Besides the Th2 profile, a promising therapeutic target in AD is IL-22, a cytokine induced by staphylococcal toxins in many inflammatory cells, such as Th1 and Th17 cells [55–58]. Serum IL-22 levels seem to relate with the eczema severity and play a significant role in AD [59, 60] modulating keratinocyte proliferation and filaggrin expression. In a first trial with patients with moderate-to-severe AD, fezakinumab, an anti-IL-22 antibody, did not show significant differences in the change of SCORAD versus the baseline. However, encouraging results have been observed in patients presenting severe AD (SCORAD > 50), whose average decrease in SCORAD was higher than that of the placebo group. This study was limited by its modest sample size (n = 60) and a probably too premature endpoint to allow observation of a clinically meaningful outcome [61].

Itch, the main symptom of AD, is the main cause of its negative impact on patient’s quality of life. The pathophysiology of pruritus involves many mediators that activate the peripheral sensory receptors [62–64]. Dupilumab, lebrikizumab, and tralokinumab already showed high efficacy in reducing itch, as receptors for IL-4 and IL-13 are expressed on sensory neuron terminations [35, 42, 65]. Moreover, IL-31 is an important pruritogenic cytokine expressed by Th2 cells, therefore along with its receptor, it represents a target for superior itch control [66–69]. In a phase IIa trial, nemolizumab, an anti-IL-31Rα antibody, showed an important reduction in pruritus, although it did not impact the overall skin inflammation as the BSA, IGA, and EASI scorings did not improve in a significant way [70]. In another phase II trial with nemolizumab, the decrease in pruritus NRS (69% versus 34%) reflected the improvement in itching. One-third of the patients reached IGA 0/1 versus 12% in the placebo arm at week 16 but not at subsequent time points, possibly due to the high background consumption of topical corticosteroids [71]. The efficacy in the reduction of pruritus in addition to the use of topical corticosteroids was also proven in a phase II trial with a decrease of pruritus NRS of 43% compared to 21% in the placebo arm at week 16 [72].

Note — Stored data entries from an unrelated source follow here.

PR #291, opened 2020-05-21
Amiga Forever legal BIOS naming conventions

KMFDManic:
For those who legally purchase BIOS from Amiga Forever, here are the appropriate naming conventions.

With the dozens of BIOS that come in the Amiga Forever Plus Edition (minimal purchasable to acquire the necessary BIOS), it can become a little confusing for some knowing what to rename to what.  Tested and Approved with latest Plus Edition!  

The interesting difference is that older Amiga Forever Releases actually required a rom.key, as a security check, in order to utilize the BIOS.  Removal of the rom.key necessitation in more recent Amiga Forever Releases pretty much identically approximates the md5s for both sets, aside from the missing combination KS + extended v3.1 rev 40.060 AKA kick40060.CD32


rsn8887:
Thanks!

PR #292, opened 2020-05-22
Zoom mode rework, Remapping fixes

sonninnos:
Major:
- Zoom mode can also do horizontal cropping
  - Horizontal + vertical enabled by default
  - Please confirm that VKBD touch is bueno with all sizes!
- Remapping adjustments
  - Special hotkeys can override VKBD functions

Bonus:
- Prefixes for hidden core options added
- Improved M3U generation sorting
- Waiting blits disabled by default
- Markdown oopsies in README fixed

### DIFF
--- a/README.md
+++ b/README.md
@@ -163,7 +163,7 @@ The whole path (filename and directory) will be searched for the following tags 
 | |**x**|**(CD32)** or **(CD32NF)**|Amiga CD32, 2MB Chip RAM|
 | |**x**|**(CD32FR)** or **FastRAM**|Amiga CD32, 2MB Chip RAM + 8MB Fast RAM|
 |**x**|**x**|**NTSC** or **(USA)**|NTSC 60Hz|
-|**x**|**x**|**PAL** or **(Europe)** or **(Denmark|Finland|France|Germany|Italy|Spain|Sweden)**|PAL 50Hz|
+|**x**|**x**|**PAL** or **(Europe)** or **(Denmark\|Finland\|France\|Germany\|Italy\|Spain\|Sweden)**|PAL 50Hz|
 
 Example: When launching "Alien Breed 2 AGA.hdf" or "AGA/Alien Breed 2.hdf" the model will be Amiga 1200.
 
--- a/libretro/libretro-core.c
+++ b/libretro/libretro-core.c
@@ -526,7 +526,7 @@ void retro_set_environment(retro_environment_t cb)
             { "waiting", "Wait for Blitter" },
             { NULL, NULL },
          },
-         "waiting"
+         "false"
       },
       {
          "puae_collision_level",
--- a/libretro/libretro-core.c
+++ b/libretro/libretro-core.c
@@ -317,7 +317,7 @@ void retro_set_environment(retro_environment_t cb)
       },
       {
          "puae_video_allow_hz_change",
-         "Allow PAL/NTSC Hz Change",
+         "Video > Allow PAL/NTSC Hz Change",
          "Let Amiga decide the exact output Hz.",
          {
             { "enabled", NULL },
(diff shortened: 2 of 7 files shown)


rsn8887:
Looks good! Thanks!

WindyWinston:
Just out of interest, why is 'Blitter OFF' now the default ? Did you find some incompatibilities ? I notice in WinUAE that CD32 & A1200 has '`Wait for Blitter`' always on and A500/A600 only turn it off when using Cycle Exact.

sonninnos:
The goal was to maximize performance, but maybe it was for nought, since now that I've tried with more cases and with a different measuring method, the waiting gives sometimes marginally better results, nngh.

I'll change it back if it is demonstrably worse now. So please if you may, also keep it off for scouting purposes. The waiting doesn't seem to fix any gfx problems with CD32 that I've found though. And the only case so far that I've found that needs the waiting was the old Rick Dangerous slave running on A1200.

WindyWinston:
Personally, I can't say which is better. I've always had 'Wait for Blitter' on and only use Cycle Exact when it's explicitly needed (for issues listed in the 'Don't work with default settings thread and Android to get maximum speed).

rsn8887:
If someone wants to, they could try some of these games that had flickering graphics due to blitter issues for me in UAE4All2 unless I set Blitter: Normal (which I think means wait):
Blastar,
PP Hammer,
Golden Axe,
Mister and Misses.
Rock'n'Roll,
Shufflepuck Cafe,
Spindizzy Worlds.

sonninnos:
Some quick tests with WHDLoads:

- Blastar flickers with immediate blitter on both A600 and A1200, both show no difference between disabled and automatic waits, A600 does not flicker and A1200 flickers, and with A1200 only "Cycle-exact" cures it.

- PP Hammer flickers with immediate blitter on both A600 and A1200, and both are ok with either disabled and automatic waits.

- Golden Axe is über fast with immediate blitter, and also no difference between disabled and automatic waits with both A600 and A1200. No flickering witnessed though.

Maybe I should try changing that "automatic" to "always" and also perhaps try to expose and separate "blitter_cycle_exact" from the combined "cycle_exact"..

WindyWinston:
> Maybe I should try changing that "automatic" to "always" and also perhaps try to expose and separate "blitter_cycle_exact" from the combined "cycle_exact"..

Just for clarity, when you say "automatic" do you mean 'wait for blitter' ?

What is 'blitter_cycle_exact' ? Is it the same as the 'Cycle Exact/DMA' option in WinUAE ? If so then it would be good if you could make it 2 options like WinUAE has as 'Cycle Exact Full' takes a lot of processing power on shite devices.

sonninnos:
Yes, the current "Wait for Blitter" is `waiting_blits=automatic`.

"Cycle-exact" toggles both `blitter_cycle_exact` and `cpu_cycle_exact`. Since all the flickering stuff is related to blitter, maybe it could serve a purpose to have it enabled when CPU CE is off.

And no, `blitter_cycle_exact` is not the same as `cpu_memory_cycle_exact` (Cycle-exact DMA/Memory accesses). There is no `cpu_memory_cycle_exact`  option in this old UAE. I would have exposed it ages ago if it did, and it has been in the TODO to find out if it could be backported somehow.

WindyWinston:
I wonder if `blitter_cycle_exact` would fix the flickering in 'It came from the desert' without having to use 'Cycle Exact' ? That's one to test if you manage to split the option.

i30817:
I always use whdload and it often solves incompatibilities like this. For it came from the desert it mentions:
 - more CPU-dependent loops removed: game is now slower on fast machines
 - fixed blitter wait

sonninnos:
We **are** talking about WHDLoad installs. ICFTD does not work properly in either A600 or A1200 with the current default settings. Cinemaware games tend to need Cycle-exact.

PR #293, opened 2020-05-30
Autozoom improvements, Content path unicode

sonninnos:
Regular:
- Autozoom improvements
  - The earthquake effect in "Lollypop" no longer resizes the geometry
  - Please let me know at once if something else is or got broken!
- Content path can include non-ascii characters like `å` `ä` `ö`

Bonus:
- "Wait for Blitter" restored as the default
- Logging noise reduced


rsn8887:
Thanks!

PR #295, opened 2020-06-02
Zoom centering fixes, Font updates

sonninnos:
I goofed the CD32 boot screen (disc ejected) with the latest autozoom fix, oops.

Also some desperate cleaning regarding `RPATH` and `uae_restart`, which at least will not create a "././"-prefix with Windows anymore. Most likely won't fix anything, and also hopefully does not break anything.


rsn8887:
Thanks!

PR #301, opened 2020-07-15
Directory filesystem fix, Control maintenance

sonninnos:
Major:
- Updated directory filesystem with illegal filenames
  - In practice fixes the Space Taxi 3 input config screen in Windows directory mode, because `con` needs to be named `__uae___con` on the host and vice versa in the emulation
retroarch_2020_07_15_23_53_23_185
- Allowed launching extracted `.slave` files
  - Does not actually launch the correct slave when there are multiple slaves, so for now it just does the same as launching the directory!

Minor:
- Added RetroPad B to turbo fire options
- Defaulted RetroPad X to Space
- Defaulted RetroPad mapping options visibility

### DIFF
--- a/README.md
+++ b/README.md
@@ -20,6 +20,7 @@ And of course for the RetroArch/Libretro team: "http://www.libretro.com/"
 |---|---|
 |B|Fire button 1 / Red|
 |A|Fire button 2 / Blue|
+|X|Space|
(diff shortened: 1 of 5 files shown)


rsn8887:
I almost missed this. Merging. Thanks!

The time has come for more effective, targeted treatments that are safer in the long-term treatment of patients with moderate-to-severe AD. In recent years, more numerous biologics have undergone clinical development than all biologics for chronic plaque psoriasis since the first introduction of infliximab. This is particularly promising as different specific pathways involved in the pathogenesis of AD are being investigated, each one generating several potentially druggable targets.

Moreover, the use of biomarkers to identify patients who are more likely to benefit from specific biologics will help tailor treatment to the individual patient on the one hand, and to further promote the development of novel mediations on the other hand. This personalized approach to treatment will improve outcomes and reduce the burden of AD on patients.

Challenges still need to be addressed, including the impact of treating a large number of patients for healthcare providers and the potential for long-term adverse events. Further research is needed to fully clarify safety concerns and their management.

Overall, the future of biological treatment in AD is promising, and these novel drugs have the potential to greatly improve the quality of life of patients with this chronic and disabling condition.